• **Problem statement**
Your answer should be only the lines below from the one with "We implemented a" to the one with "### The new workaround", repeated exactly, ends included.

• **Data records**
·····
PR #428, opened 2019-06-27
👍 FEAT: add_chinese

wangliguang:
**Summary**
I am Chinese RN developer. When I look for Metro docs, translating all metro docs. I hope can help more Chinese developer reduce the metro the cost of study

**Test plan**

I don't have change any core js file.

### DIFF
--- a/docs/API.md
+++ b/docs/API.md
@@ -9,9 +9,9 @@ title: API
 
 ---
 
-## Quick Start
+## 快速开始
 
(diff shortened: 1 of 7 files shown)


cpojer:
Thank you! Unfortunately this will change the language for all these files for everyone. For now I recommend you maintain a fork with Chinese language :)

relign:
expect to add Chinese documents

PR #432, opened 2019-07-16
fix: bump jest-haste-map

SimenB:
**Summary**

This includes https://github.com/facebook/jest/pull/8558

**Test plan**

Dunno... Green CI? 😀


package.json
```diff
@@ -22,7 +22,7 @@
     "codecov": "^2.2.0",
     "debug": "^2.2.0",
     "eslint": "5.1.0",
-    "eslint-config-fb-strict": "22.1.0",
+    "eslint-config-fb-strict": "24.0.0",
```
SimenB: Slightly better...

Before:
image

After:
image

scripts/build.js
```diff
@@ -99,7 +99,7 @@ function buildFile(file, silent) {
       );
   } else {
     const transformed = prettier.format(babel.transformFileSync(file, {}).code, {
-      parser: 'babylon',
+      parser: 'babel',
```
SimenB: image

package.json
```diff
@@ -36,7 +36,7 @@
     "glob": "^7.1.1",
     "istanbul-api": "^1.1.0",
     "istanbul-lib-coverage": "^1.0.0",
-    "jest": "^24.7.1",
+    "jest": "^24.8.0",
```
SimenB: why not

cpojer:
Unfortunately we can't land this as is. Metro is tied together with RN at FB. I'll ask @scotthovestadt to do an update internally.

mikehardy:
@cpojer I would request a bump to 24.9.0 now but it appears that a PR for that would be closed based on your comment. Can I comment-request a bump to 24.9.0 then :-)

Without it, current node v12 startup time for react-native start is like 2.5 minutes vs 12 seconds so it's a dev experience issue. Unsure on correctness etc but as a minor it shouldn't impact things negatively to bump it (hopefully not famous last words). Thanks!

SimenB:
nice necropost codecov

Issue #414, opened 2019-06-08
npm reports vulnerability on dependency "mem"


jsamr:
**Do you want to request a *feature* or report a *bug*?**

*bug*

**What is the current behavior?**

As per last commit on master branch (bbd72a46d37fb5a872029bde3990f8f14b10258d), metro uses `yargs@^9.0.0` which matches versions `9.0.0` and `9.0.1`. Both versions are exposed to a vulnerability with two indirections: `yargs@9.0.1 › os-locale@2.1.0 › mem@1.1.0`. The vulnerability affects `mem` versions strictly inferior to `4.0.0`.
[Here is snyk report](https://app.snyk.io/vuln/npm:mem:20180117).

**Solution**

Upgrade to the latest 13.X yargs version.

robhogan:
We're triaging older issues. Metro now uses `yargs@17`, and the reported `yargs` - `os-locale` - `mem` dependency path is no longer present. This report no longer applies.

PR #438, opened 2019-07-30
Upgrading to yargs@13.0.0 to remove dependency on mem package

timglass:
**Summary**
Remove dependency on os-locale which in turn has a dependency on mem package (commit [4dfa19b](https://github.com/yargs/yargs/commit/4dfa19b3275cbd74ed686c437d392c4612e237a4)), which has a vulnerability (WS-2018-0236).

This PR resolves issue #414.

**Test plan**
Run `npm test` both prior to and after checking out this branch, to ensure no existing tests are broken


LaurentGoderre:
Can we get this merged please?

cpojer:
Unfortunately we can't merge package updates via GitHub and have to do them at FB. We have a ton of stuff depending on Yargs so we may not be able to update this in Metro soon :( Sorry about that.

henrikra:
@cpojer Looks like the current master nowadays has the updated version. In which React Native this will be released?

covolution:
There's no fix version or milestone on this, its still in the latest version of expo ```expo@37 -> react-native@0.61.4 -> metro@0.56.4``` . How can we tell when there is a release that fixes this?

cpojer:
It's in Metro 0.59.

PR #1323, opened 2024-08-15
Update pipelines to allow running "yarn" on node 18

vzaidman:
Summary:
While we support node 18, `typescript-eslint/eslint-plugin` can only be installed on node version `18.18` and above.

This diff forces `yarn install` regardless of packages' `engines` field so we can run tests on the minimum supported version for `metro`.

Differential Revision: D61336394


robhogan (approved):
👍

PR #1340, opened 2024-08-30
re-implement babel traverse cache pollution bug workaround using a second copy of babel traverse

vzaidman:
Summary:
### The issue
Traverse in babel 7 is currently polluting the cache with nodes that have no `hub` entry (see https://github.com/babel/babel/issues/6437). Since the traverse cache is used by other babel operations that expect `hub` to be present, this breaks the code in all kind of unexpected scenarios.
While this issue is fixed in babel 8 (not released at this moment), it's still an issue in the latest version of babel 7.

### The previous workaround
We implemented a workaround for it in https://github.com/facebook/metro/pull/854#issuecomment-1336499395 however in the latest version of `babel/traverse`, that workaround cannot be used anymore (more about that below).

### The new workaround
Instead, we are implementing a different workaround that installs traverse twice, including installing it's cache file twice. We use the second copy of traverse `babel/traverse--for-generate-function-map` only in `forEachMapping`, allowing the rest of the system to use the traverse caching without the pollution issue mentioned above.

### Why the previous workaround stopped working
Due to the use of a `let export` in the latest version of traverse cache, and how it's used in the latest version, we can't re-write `traverse.cache.path` anymore.
This cache is exported with a `let export`:
https://github.com/babel/babel/blob/5ebab544af2f1c6fc6abdaae6f4e5426975c9a16/packages/babel-traverse/src/cache.ts#L6-L20
And it compiles to:
```
let pathsCache = exports.path = new WeakMap();
function clearPath() {
  exports.path = pathsCache = new WeakMap();
}
```
and then used like this:
```
function getCachedPaths(hub, parent) {
  // ...
  pathsCache.get(hub);
  // ...
}
```
Which means that re-writing the export like we used to do breaks the traverse cache because `exports.path` is re-written, but not `pathsCache` while the latter is used inside the file:
```
const previousCache = traverse.cache.path;
  traverse.cache.clearPath();
  traverse(ast, { /* settings */ });
  // this line is breaking the traverse cache
  traverse.cache.path = previousCache;
```

Differential Revision: D61917782

### DIFF
--- a/packages/metro-source-map/package.json
+++ b/packages/metro-source-map/package.json
@@ -13,6 +13,7 @@
   },
   "dependencies": {
     "@babel/traverse": "^7.20.0",
+    "@babel/traverse--for-generate-function-map": "npm:@babel/traverse@^7.20.0",
     "@babel/types": "^7.20.0",
     "flow-enums-runtime": "^0.0.6",
     "invariant": "^2.2.4",
--- a/packages/metro-source-map/src/generateFunctionMap.js
+++ b/packages/metro-source-map/src/generateFunctionMap.js
@@ -17,7 +17,8 @@ import type {NodePath} from '@babel/traverse';
 import type {Node} from '@babel/types';
 import type {MetroBabelFileMetadata} from 'metro-babel-transformer';
 
-import traverse from '@babel/traverse';
+// $FlowFixMe[cannot-resolve-module] - resolves to @babel/traverse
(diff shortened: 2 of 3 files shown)


vzaidman:
Merged as https://github.com/facebook/metro/pull/1343/commits/e9b7d663ce79616820650fe161d4f9f0176677cc

PR #1343, opened 2024-09-02
update babel and fix tests accordingly

vzaidman:
Updated babel packages in `package.json`, removed `yarn.lock` files and recreated them by running `yarn install` also fixed the following:
* Updated jest snapshot tests failing
* Updated babel types and corrected typings accordingly:
  - The latest babel 7 introduces the following features we need to adjust our types to:
    * `JSXNamespacedName` is removed from valid `CallExpression` args ([PR](https://github.com/babel/babel/pull/16421))
      * `JSXNamespacedName` is used for namespaced XML properties in things like `<div namespace:name="value">`, but `fn(namespace:name)` doesn't make any sense.
    * Dynamic imports are enabled behind a new flag `createImportExpressions` ([PR](https://github.com/babel/babel/pull/15682)), introducing calls such as `import(foo, options)`. These complicate the expected values passed to `import` to be more than just strings.
      * Since these are behind a flag that is not expected to be enabled, we can throw an error for now and whoever uses it can add a support to it if needed later.

Differential Revision: D61543660


packages/metro-source-map/package.json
·····
• **Answer to the exercise**
We implemented a workaround for it in https://github.com/facebook/metro/pull/854#issuecomment-1336499395 however in the latest version of `babel/traverse`, that workaround cannot be used anymore (more about that below).

### The new workaround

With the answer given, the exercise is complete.